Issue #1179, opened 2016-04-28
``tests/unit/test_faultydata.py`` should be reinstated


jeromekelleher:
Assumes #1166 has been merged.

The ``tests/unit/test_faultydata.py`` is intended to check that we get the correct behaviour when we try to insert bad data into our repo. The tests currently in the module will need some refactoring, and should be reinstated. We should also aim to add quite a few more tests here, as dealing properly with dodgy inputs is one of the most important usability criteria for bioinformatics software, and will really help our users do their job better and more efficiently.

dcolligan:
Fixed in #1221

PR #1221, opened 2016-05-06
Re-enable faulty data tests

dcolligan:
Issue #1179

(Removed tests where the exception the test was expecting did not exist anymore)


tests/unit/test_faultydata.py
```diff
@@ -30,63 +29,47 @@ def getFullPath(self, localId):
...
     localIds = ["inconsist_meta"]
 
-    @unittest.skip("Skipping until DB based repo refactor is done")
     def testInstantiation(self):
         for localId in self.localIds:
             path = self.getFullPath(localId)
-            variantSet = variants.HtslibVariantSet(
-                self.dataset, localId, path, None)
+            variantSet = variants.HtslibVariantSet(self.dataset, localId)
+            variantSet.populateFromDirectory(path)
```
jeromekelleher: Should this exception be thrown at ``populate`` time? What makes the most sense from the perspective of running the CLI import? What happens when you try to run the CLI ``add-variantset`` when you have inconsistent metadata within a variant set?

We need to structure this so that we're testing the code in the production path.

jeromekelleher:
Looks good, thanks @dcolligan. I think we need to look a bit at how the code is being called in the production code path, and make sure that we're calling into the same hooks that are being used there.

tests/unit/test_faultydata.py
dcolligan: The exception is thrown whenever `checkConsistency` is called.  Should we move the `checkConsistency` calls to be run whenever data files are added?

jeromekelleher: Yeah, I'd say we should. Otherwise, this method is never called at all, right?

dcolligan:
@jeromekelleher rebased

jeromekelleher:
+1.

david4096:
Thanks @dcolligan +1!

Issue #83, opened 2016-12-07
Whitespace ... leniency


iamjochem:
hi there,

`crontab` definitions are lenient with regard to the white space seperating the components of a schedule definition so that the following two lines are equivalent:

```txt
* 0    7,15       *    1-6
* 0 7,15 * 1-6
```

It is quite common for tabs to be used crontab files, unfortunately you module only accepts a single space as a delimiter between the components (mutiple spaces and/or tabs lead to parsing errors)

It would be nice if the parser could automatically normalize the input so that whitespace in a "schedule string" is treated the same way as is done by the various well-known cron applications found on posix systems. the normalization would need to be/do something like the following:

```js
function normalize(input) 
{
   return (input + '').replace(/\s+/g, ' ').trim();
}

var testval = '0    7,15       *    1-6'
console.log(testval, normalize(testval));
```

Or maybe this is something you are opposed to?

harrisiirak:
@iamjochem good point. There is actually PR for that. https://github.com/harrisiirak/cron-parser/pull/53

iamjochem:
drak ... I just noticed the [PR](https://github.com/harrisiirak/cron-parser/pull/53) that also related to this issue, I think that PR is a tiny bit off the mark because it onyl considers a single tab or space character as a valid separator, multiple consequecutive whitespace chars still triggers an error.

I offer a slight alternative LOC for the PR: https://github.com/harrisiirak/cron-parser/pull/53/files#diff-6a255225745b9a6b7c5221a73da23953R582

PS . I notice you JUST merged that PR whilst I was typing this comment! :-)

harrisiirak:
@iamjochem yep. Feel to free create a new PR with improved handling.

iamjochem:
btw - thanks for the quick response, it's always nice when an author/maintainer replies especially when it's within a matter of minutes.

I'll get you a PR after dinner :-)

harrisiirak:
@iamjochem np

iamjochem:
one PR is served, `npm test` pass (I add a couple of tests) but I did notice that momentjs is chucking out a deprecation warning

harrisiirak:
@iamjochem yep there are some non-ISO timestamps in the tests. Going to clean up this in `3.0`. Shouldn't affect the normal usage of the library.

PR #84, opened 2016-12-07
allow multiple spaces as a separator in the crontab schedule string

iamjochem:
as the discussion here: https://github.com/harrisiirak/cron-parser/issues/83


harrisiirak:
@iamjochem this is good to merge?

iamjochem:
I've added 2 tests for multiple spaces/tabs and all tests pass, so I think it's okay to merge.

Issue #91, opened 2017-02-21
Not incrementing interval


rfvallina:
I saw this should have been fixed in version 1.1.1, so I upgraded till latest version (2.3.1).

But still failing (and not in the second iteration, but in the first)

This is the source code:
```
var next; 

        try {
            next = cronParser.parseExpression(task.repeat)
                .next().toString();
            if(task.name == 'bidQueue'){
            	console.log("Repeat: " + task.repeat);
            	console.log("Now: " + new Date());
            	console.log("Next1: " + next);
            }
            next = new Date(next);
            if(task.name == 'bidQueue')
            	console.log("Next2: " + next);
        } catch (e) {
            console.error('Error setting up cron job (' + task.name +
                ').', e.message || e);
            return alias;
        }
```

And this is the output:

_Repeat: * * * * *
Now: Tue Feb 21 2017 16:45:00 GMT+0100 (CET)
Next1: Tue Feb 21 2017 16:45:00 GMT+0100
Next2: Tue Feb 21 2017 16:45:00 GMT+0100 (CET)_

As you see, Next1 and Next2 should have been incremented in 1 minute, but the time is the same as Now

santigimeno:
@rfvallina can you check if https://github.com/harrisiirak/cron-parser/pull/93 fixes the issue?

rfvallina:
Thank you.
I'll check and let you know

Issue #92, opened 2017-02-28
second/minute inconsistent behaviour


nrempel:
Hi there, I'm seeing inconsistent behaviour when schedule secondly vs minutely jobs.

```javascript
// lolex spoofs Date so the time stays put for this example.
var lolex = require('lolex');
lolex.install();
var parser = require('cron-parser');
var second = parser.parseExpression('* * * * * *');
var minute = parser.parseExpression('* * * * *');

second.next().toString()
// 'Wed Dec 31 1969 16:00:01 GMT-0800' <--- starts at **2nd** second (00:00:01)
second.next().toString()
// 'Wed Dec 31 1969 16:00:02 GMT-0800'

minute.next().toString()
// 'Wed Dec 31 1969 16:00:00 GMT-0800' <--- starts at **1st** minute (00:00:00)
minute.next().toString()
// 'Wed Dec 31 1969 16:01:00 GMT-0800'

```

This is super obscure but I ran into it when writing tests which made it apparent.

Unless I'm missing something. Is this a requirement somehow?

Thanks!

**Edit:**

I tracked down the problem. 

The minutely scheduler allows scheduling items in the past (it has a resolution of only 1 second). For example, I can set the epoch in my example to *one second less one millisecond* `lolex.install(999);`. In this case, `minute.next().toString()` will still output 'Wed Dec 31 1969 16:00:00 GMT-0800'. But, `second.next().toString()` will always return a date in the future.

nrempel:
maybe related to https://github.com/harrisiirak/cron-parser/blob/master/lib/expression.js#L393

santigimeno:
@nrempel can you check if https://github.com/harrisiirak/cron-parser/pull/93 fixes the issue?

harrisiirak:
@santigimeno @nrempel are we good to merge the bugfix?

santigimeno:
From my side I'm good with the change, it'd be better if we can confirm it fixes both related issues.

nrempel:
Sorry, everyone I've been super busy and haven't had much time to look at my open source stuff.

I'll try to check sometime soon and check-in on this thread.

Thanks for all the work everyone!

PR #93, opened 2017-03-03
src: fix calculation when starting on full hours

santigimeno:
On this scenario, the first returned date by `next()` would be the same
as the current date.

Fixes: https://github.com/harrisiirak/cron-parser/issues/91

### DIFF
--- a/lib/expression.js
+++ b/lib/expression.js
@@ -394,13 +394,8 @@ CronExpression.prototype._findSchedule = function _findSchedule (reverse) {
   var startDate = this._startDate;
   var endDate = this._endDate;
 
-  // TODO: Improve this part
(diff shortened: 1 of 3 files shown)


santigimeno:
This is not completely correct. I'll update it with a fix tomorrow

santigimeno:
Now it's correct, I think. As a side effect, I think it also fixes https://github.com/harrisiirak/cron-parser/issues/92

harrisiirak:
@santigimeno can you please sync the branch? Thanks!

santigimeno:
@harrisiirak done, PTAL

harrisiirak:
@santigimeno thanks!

::::

WHAT IS EXPECTED -
Whenever a line of the data above includes the word "getFullPath", copy that line.

SOLUTION FOR THIS EXERCISE -
@@ -30,63 +29,47 @@ def getFullPath(self, localId):
             path = self.getFullPath(localId)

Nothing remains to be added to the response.